An international team of scientists led by the Massachusetts Institute of Technology has refined a solar-powered system that can extract drinkable water from the air. The technology, which was initially designed three years ago, is now more efficient and practical. The device pulls moisture out of the air and condenses it into clean water using heat from the sun.
By improving the design with more advanced materials, the researchers have transformed a small prototype into a system that could be scaled up for greater water output. The technology will be particularly useful in remote areas where there is a lack of access to clean water and electricity.
Researchers including Professor Evelyn Wang, the head of MIT’s Department of Mechanical Engineering, previously demonstrated a proof of concept for the water extraction system. The original device used an adsorbent material to draw in moisture at night, which was released as water when the material was heated by the sun the following day.
This system, however, required the use of specialized materials called metal organic frameworks (MOFs) that are expensive and scarce. Furthermore, the system’s water output was not sufficient enough to be practical.

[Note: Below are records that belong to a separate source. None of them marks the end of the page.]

PR #6176, opened 2024-06-27
Ensure jobs are created if task is in waiting state

### LINKED ISSUE #6172: submit-failed tasks not showing
It has been reported that, following the instructions to reproduce https://github.com/cylc/cylc-flow/issues/6100, submit-failed tasks are not showing in the GUI/Tui.

We are probably missing a data store call (and if we're missing a data store call, we might be missing a database call too?).

wxtim:
Closes #6172 

Repro:
```
[scheduling]
    [[graph]]
        R1 = foo
[runtime]
    [[foo]]
        platform = borked
        submission retry delays = 5*PT10S
```
With `global.cylc`:
```
[platforms]
    [[borked]]
        hosts = bogus
```

**Check List**

### DIFF
--- a/cylc/flow/task_events_mgr.py
+++ b/cylc/flow/task_events_mgr.py
@@ -1535,11 +1535,21 @@ class TaskEventsManager():
         else:
             job_conf = itask.jobs[-1]
 
+        # Job status should be task status unless task is awaiting a
+        # retry:
+        if itask.state.status == TASK_STATUS_WAITING and itask.try_timers:
+            job_status = (
+                TASK_STATUS_SUBMITTED if submit_status == 0
+                else TASK_STATUS_SUBMIT_FAILED
+            )
+        else:
+            job_status = itask.state.status
+
         # insert job into data store
         self.data_store_mgr.insert_job(
             itask.tdef.name,
             itask.point,
-            itask.state.status,
+            job_status,
             {
                 **job_conf,
                 # NOTE: the platform name may have changed since task
--- a/tests/integration/test_task_events_mgr.py
+++ b/tests/integration/test_task_events_mgr.py
@@ -14,11 +14,18 @@
 # You should have received a copy of the GNU General Public License
 # along with this program.  If not, see <http://www.gnu.org/licenses/>.
 
-from cylc.flow.task_events_mgr import TaskJobLogsRetrieveContext
-from cylc.flow.scheduler import Scheduler
-
+from itertools import product
 import logging
 from typing import Any as Fixture
+
+from cylc.flow.task_events_mgr import TaskJobLogsRetrieveContext
+from cylc.flow.scheduler import Scheduler
+from cylc.flow.data_store_mgr import (
+    JOBS,
+    TASK_STATUSES_ORDERED,
+    TASK_STATUS_WAITING,
+    TASK_STATUS_SUBMIT_FAILED,
+)
 
 
 async def test_process_job_logs_retrieval_warns_no_platform(
@@ -99,3 +106,63 @@ async def test__insert_task_job(flow, one_conf, scheduler, start, validate):
             i.submit_num for i
             in schd.data_store_mgr.added['jobs'].values()
         ] == [1, 2]
+
+
+async def test__always_insert_task_job(
+    flow, scheduler, mock_glbl_cfg, start, run
+):
+    """Insert Task Job _Always_ inserts a task into the data store.
+
+    Bug https://github.com/cylc/cylc-flow/issues/6172 was caused
+    by passing task state to data_store_mgr.insert_job: Where
+    a submission retry was in progress the task state would be
+    "waiting" which caused the data_store_mgr.insert_job
+    to return without adding the task to the data store.
+    """
+    global_config = """
+        [platforms]
+            [[broken1]]
+                hosts = no-such-host-1
+            [[broken2]]
+                hosts = no-such-host-2
+        [platform groups]
+            [[broken]]
+                platforms = broken1
+    """
+    mock_glbl_cfg('cylc.flow.platforms.glbl_cfg', global_config)
+
+    id_ = flow({
+        'scheduling': {'graph': {'R1': 'broken & broken2'}},
+        'runtime': {
+            'root': {'submission retry delays': 'PT10M'},
+            'broken': {'platform': 'broken'},
+            'broken2': {'platform': 'broken2'}
+        }
+    })
+
+    schd = scheduler(id_, run_mode='live')
+    schd.bad_hosts = {'no-such-host-1', 'no-such-host-2'}
+    async with start(schd):
+        schd.task_job_mgr.submit_task_jobs(
+            schd.workflow,
+            schd.pool.get_tasks(),
+            schd.server.curve_auth,
+            schd.server.client_pub_key_dir,
+            is_simulation=False
+        )
+
+        # Both tasks are in a waiting state:
+        assert all(
+            i.state.status == TASK_STATUS_WAITING
+            for i in schd.pool.get_tasks())
+
+        # Both tasks have updated the data store with info
+        # about a failed job:
+        updates = {
+            k.split('//')[-1]: v.state
+            for k, v in schd.data_store_mgr.updated[JOBS].items()
+        }
+        assert updates == {
+            '1/broken/01': 'submit-failed',
+            '1/broken2/01': 'submit-failed'
+        }
--- a/tests/integration/test_task_events_mgr.py
+++ b/tests/integration/test_task_events_mgr.py
@@ -118,6 +118,10 @@ async def test__always_insert_task_job(
     a submission retry was in progress the task state would be
     "waiting" which caused the data_store_mgr.insert_job
     to return without adding the task to the data store.
+    This is testing two different cases:
+
+    * Could not select host from platform
+    * Could not select host from platform group
     """
     global_config = """
         [platforms]
--- a/changes.d/6176.fix.md
+++ b/changes.d/6176.fix.md
@@ -1,0 +1,1 @@
+Fix bug where jobs which fail to submit are not shown in GUI/TUI if submission retries are set.


cylc/flow/data_store_mgr.py
```diff
@@ -1543,13 +1543,18 @@ def _apply_broadcasts_to_runtime(self, tokens, rtconfig):
             poverride(rtconfig, overrides, prepend=True)
         return rtconfig
 
-    def insert_job(self, name, cycle_point, status, job_conf):
+    def insert_job(
```
wxtim, line 1546: This method is only used by `TaskEventsMgr._insert_task_job`. This function looks like it is designed to take a job status, but `_insert_task_job` has been feeding it the task status. 

This may be ok if the task status is also a job status, but the job will not be added to the data store if the status is not a job status, because of the check at line 1578.

In that case, subsequent calls to `delta_job_status` fail, because the data store doesn't have a record of the job.

In any case, `delta_job_status` is always subsequently called, so it doesn't matter if we don't set the job status here.

cylc/flow/task_events_mgr.py
```diff
@@ -1536,10 +1536,11 @@ def _insert_task_job(
             job_conf = itask.jobs[-1]
 
         # insert job into data store
+        job_status = 'submitted' if submit_status == 0 else 'submit-failed'
         self.data_store_mgr.insert_job(
```
wxtim, line 1540: This method takes a job status, not a task status. If the task status is 'waiting' it returns None and doesn't register the job with the data store.

oliver-sanders:
Tui is just showing you what the data store contains (i.e. these Tui test failures are nothing to do with Tui).

tests/integration/tui/screenshots/test_auto_expansion.later-time.html
```diff
@@ -3,7 +3,7 @@
...
 <span style="color:#000000;background:#e5e5e5">      </span><span style="color:#000000;background:#e5e5e5">-</span><span style="color:#000000;background:#e5e5e5"> </span><span style="color:#000000;background:#e5e5e5">● 1                                                                     </span>
-<span style="color:#000000;background:#e5e5e5">         </span><span style="color:#000000;background:#e5e5e5"> </span><span style="color:#000000;background:#e5e5e5"> </span><span style="color:#000000;background:#e5e5e5">● b                                                                  </span>
+<span style="color:#000000;background:#e5e5e5">         </span><span style="color:#000000;background:#e5e5e5">+</span><span style="color:#000000;background:#e5e5e5"> </span><span style="color:#000000;background:#e5e5e5">● </span><span style="color:#00cd00;background:#e5e5e5">■</span><span style="color:#000000;background:#e5e5e5"> b                                                                </span>
```
oliver-sanders, line 6: This test has nothing to do with "submit-failed" jobs so these tests breaking reveals a bug in the PR.

In this test, we run `cylc set` to mark a task as succeeded. Before this change, the test correctly showed the succeeded task with no job. After this change there is a succeeded job in the data which never logically existed.

oliver-sanders (changes requested):

tests/integration/test_task_events_mgr.py
```diff
@@ -99,3 +101,39 @@ async def test__insert_task_job(flow, one_conf, scheduler, start, validate):
...
+
+    n.b. future debuggers may with to convert the for loop to
+    pytest parameterization for ease of debugging, but the test is
+    very much faster with the parameterization inside.
+    """
+    conf = {
+        'scheduler': {'allow implicit tasks': True},
+        'scheduling': {'graph': {'R1': 'skarloey'}},
+    }
+    id_ = flow(conf)
```
oliver-sanders, line 125: Can use the `one_conf` fixture already in the test sig:

```suggestion
    id_ = flow(one_conf)
```

tests/integration/test_task_events_mgr.py
```diff
@@ -99,3 +101,39 @@ async def test__insert_task_job(flow, one_conf, scheduler, start, validate):
...
+    schd = scheduler(id_)
+    async with start(schd):
+        # Set task to running:
+        itask = schd.pool.get_tasks()[0]
+        itask.state.status = 'waiting'
```
oliver-sanders, line 130: Either:

```suggestion
```

Or:

```suggestion
        assert itask.state.status = TASK_STATUS_WAITING
```

tests/integration/test_task_events_mgr.py
```diff
@@ -99,3 +101,39 @@ async def test__insert_task_job(flow, one_conf, scheduler, start, validate):
...
             in schd.data_store_mgr.added['jobs'].values()
         ] == [1, 2]
+
+
+async def test__always_insert_task_job(
+    flow, one_conf, scheduler, start, validate
+):
+    """Insert Task Job _Always_ inserts a task into the data store.
+
+    Bug https://github.com/cylc/cylc-flow/issues/6172 was caused
```
oliver-sanders, line 111: We should be able to go a bit further with this integration test and probe the code pathways which result in these submit-fails to ensure the use case behaves correctly.

E.G, I tested with this:

```ini
# global.cylc

[platforms]    
    [[broken1]]    
        hosts = no-such-host-1
        install target = localhost
    [[broken2]]    
        hosts = no-such-host-2
        install target = localhost
         
[platform groups]    
    [[broken]]    
        platforms = broken1  
```

And this:

```ini
# flow.cylc

[scheduling]
    [[graph]]
        R1 = broken & broken2

[runtime]
    [[root]]
        submission retry delays = PT10M
    [[broken]]
        platform = broken
    [[broken2]]
        platform = broken2  # note broken2 not broken1 to avoid sharing hosts (opens the door to interactions via bad-hosts)
```

I.E, something along the lines of

```python
# untested

async with start(schd):
    for itask in schd.task_job_mgr.submit_task_jobs(
        self.workflow,
        self.pool.get_tasks(),
        self.server.curve_auth,
        self.server.client_pub_key_dir,
        is_simulation=False
    ):
        # check the task pool status
        assert itask.state.status == TASK_STATUS_WAITING
        assert itask.state.outputs.is_completed(TASK_OUTPUT_SUBMIT_FAILED)

        # check the data store status (see tests/integration/test_data_store_mgr.py for inspiration)
        await schd.update_data_store()
        assert {tp.name: tp.jobs[0].state for tp in schd.data_store_mgr.updated[TASK_PROXIES]}
```

oliver-sanders (commented):
Makes sense, tested as working :+1:

oliver-sanders:
(rebase to pick up flake8 fixes on upstream/8.3.x)

tests/integration/test_task_events_mgr.py
wxtim: > assert itask.state.outputs.is_completed(TASK_OUTPUT_SUBMIT_FAILED)

Would you really expect this to be true if the task is waiting on retries?

oliver-sanders: Ach, no, can remove that line.

oliver-sanders: The main thing is to test the job statuses in the store.

tests/integration/test_task_events_mgr.py
```diff
@@ -99,3 +101,52 @@ async def test__insert_task_job(flow, one_conf, scheduler, start, validate):
...
+    schd.bad_hosts = {'no-such-host-1', 'no-such-host-2'}
+    async with start(schd):
+        for itask in schd.task_job_mgr.submit_task_jobs(
+            schd.workflow,
+            schd.pool.get_tasks(),
+            schd.server.curve_auth,
+            schd.server.client_pub_key_dir,
+            is_simulation=False
+        ):
+            assert itask.state.status == 'waiting'
```
oliver-sanders, line 147: Use the TASK_STATUS_WAITING constant.

tests/integration/test_task_events_mgr.py
```diff
@@ -99,3 +101,52 @@ async def test__insert_task_job(flow, one_conf, scheduler, start, validate):
...
+            [[broken]]
+                platforms = broken1, broken2
+    """
+    mock_glbl_cfg('cylc.flow.platforms.glbl_cfg', global_config)
+
+    id_ = flow({
+        'scheduling': {'graph': {'R1': 'broken'}},
+        'runtime': {
+            'root': {'submission retry delays': 'PT10M'},
+            'broken': {'platform': 'broken'},
```
oliver-sanders, line 133: May as well add a second task like in my example so that we are testing both platforms and platform groups (make sure there are no shared hosts to remove interactions, note a platform-group only requires one platform).

tests/integration/test_task_events_mgr.py
```diff
@@ -99,3 +101,52 @@ async def test__insert_task_job(flow, one_conf, scheduler, start, validate):
...
+            schd.workflow,
+            schd.pool.get_tasks(),
+            schd.server.curve_auth,
+            schd.server.client_pub_key_dir,
+            is_simulation=False
+        ):
+            assert itask.state.status == 'waiting'
+            schd.update_data_store()
+            update = [
+                i for i in schd.data_store_mgr.updated['jobs'].values()][0]
```
oliver-sanders, line 150: Use the JOBS constant.

tests/integration/test_task_events_mgr.py
```diff
@@ -99,3 +101,52 @@ async def test__insert_task_job(flow, one_conf, scheduler, start, validate):
...
+            assert update.id.endswith('1/broken/01')
+            assert update.state == 'submit-failed'
```
oliver-sanders, line 152: Use the SUBMIT_FAILED constant.

oliver-sanders (commented):
LGTM

tests/integration/test_task_events_mgr.py
oliver-sanders: Need to remove `broken2` from the `broken` platform group to decouple these two tasks (so they can't interact via bad-hosts)

cylc/flow/task_events_mgr.py
```diff
@@ -1535,11 +1535,18 @@ def _insert_task_job(
         else:
             job_conf = itask.jobs[-1]
 
+        # Job status should be task status unless task is awaiting a
+        # retry:
+        if itask.state.status == 'waiting' and itask.try_timers:
+            job_status = 'submitted' if submit_status == 0 else 'submit-failed'
```
MetRonnie, line 1541:
```suggestion
        if itask.state.status == TASK_STATUS_WAITING and itask.try_timers:
            job_status = (
                TASK_STATUS_SUBMITTED if submit_status == 0
                else TASK_STATUS_SUBMIT_FAILED
            )
```

tests/integration/test_task_events_mgr.py
```diff
@@ -99,3 +106,53 @@ async def test__insert_task_job(flow, one_conf, scheduler, start, validate):
...
+    """
+    mock_glbl_cfg('cylc.flow.platforms.glbl_cfg', global_config)
+
+    id_ = flow({
+        'scheduling': {'graph': {'R1': 'broken & broken2'}},
+        'runtime': {
+            'root': {'submission retry delays': 'PT10M'},
+            'broken': {'platform': 'broken'},
+            'broken2': {'platform': 'broken2'}
+        }
```
MetRonnie, line 140: Couldn't this be simplified to 1 task & platform?

MetRonnie (commented):
Tested manually

tests/integration/test_task_events_mgr.py
```diff
@@ -99,3 +106,53 @@ async def test__insert_task_job(flow, one_conf, scheduler, start, validate):
...
+    })
+
+    schd = scheduler(id_, run_mode='live')
+    schd.bad_hosts = {'no-such-host-1', 'no-such-host-2'}
```
oliver-sanders, line 144: May as well let this happen naturally?

```suggestion
```

tests/integration/test_task_events_mgr.py
```diff
@@ -99,3 +106,53 @@ async def test__insert_task_job(flow, one_conf, scheduler, start, validate):
...
+            schd.pool.get_tasks(),
+            schd.server.curve_auth,
+            schd.server.client_pub_key_dir,
+            is_simulation=False
+        ):
+            assert itask.state.status == TASK_STATUS_WAITING
+            schd.update_data_store()
+            update = [
+                i for i in schd.data_store_mgr.updated[JOBS].values()][0]
+            assert update.id.endswith('1/broken/01')
```
oliver-sanders, line 157: This proves that the test isn't checking the `broken2` task!

Try `[-1]` rather than `[0]` above?

tests/integration/test_task_events_mgr.py
MetRonnie: @wxtim could you add this as a comment?

tests/integration/test_task_events_mgr.py
wxtim: It's not proving anything whatever - that loop isn't being run!

tests/integration/test_task_events_mgr.py
wxtim: Then we have to run the submission script repeatedly....

oliver-sanders: Ach, I think I understand why, it's because we only find out that a host is "bad" when we try to remote-init a remote platform or submit a local job.

That doesn't happen for this test because it's an integration test (the subprocpool isn't running).

Ok, please ignore my comment.

cylc/flow/task_events_mgr.py
```diff
@@ -1544,6 +1544,7 @@ def _insert_task_job(
             )
         else:
             job_status = itask.state.status
+        # breakpoint(header=f"=== {job_status} ===")
```
oliver-sanders, line 1547: debug

tests/integration/test_task_events_mgr.py
MetRonnie: Still need to add code comment

wxtim: It's in the docstring.

tests/integration/test_task_events_mgr.py
```diff
@@ -99,3 +106,63 @@ async def test__insert_task_job(flow, one_conf, scheduler, start, validate):
...
+    flow, scheduler, mock_glbl_cfg, start, run
+):
+    """Insert Task Job _Always_ inserts a task into the data store.
+
+    Bug https://github.com/cylc/cylc-flow/issues/6172 was caused
+    by passing task state to data_store_mgr.insert_job: Where
+    a submission retry was in progress the task state would be
+    "waiting" which caused the data_store_mgr.insert_job
+    to return without adding the task to the data store.
+    """
```
wxtim, line 121:
```suggestion
    This is testing two different cases:

    * Could not select host from platform
    * Could not select host from platform group
    """
```

oliver-sanders (approved):

MetRonnie (approved):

The researchers say that by incorporating a second stage of desorption and condensation, and by using a readily available adsorbent material, the device’s output has been significantly increased and its scalability is greatly improved.
The new design replaces MOFs with adsorbent materials called zeolites, which are widely available, stable, and have the right properties to support an efficient water production system.
The overall productivity of the system has been roughly doubled by the new design, although the water extraction rates depend on local temperature variations, solar flux, and humidity levels.
The device can work at humidity levels as low as 20 percent and requires no energy input other than sunlight or any other source of heat. The experts will continue to search for even better, more absorbent materials for the system, and they plan to adapt it for specific applications, such as a portable version for military field operations.
The study is published in the journal Joule.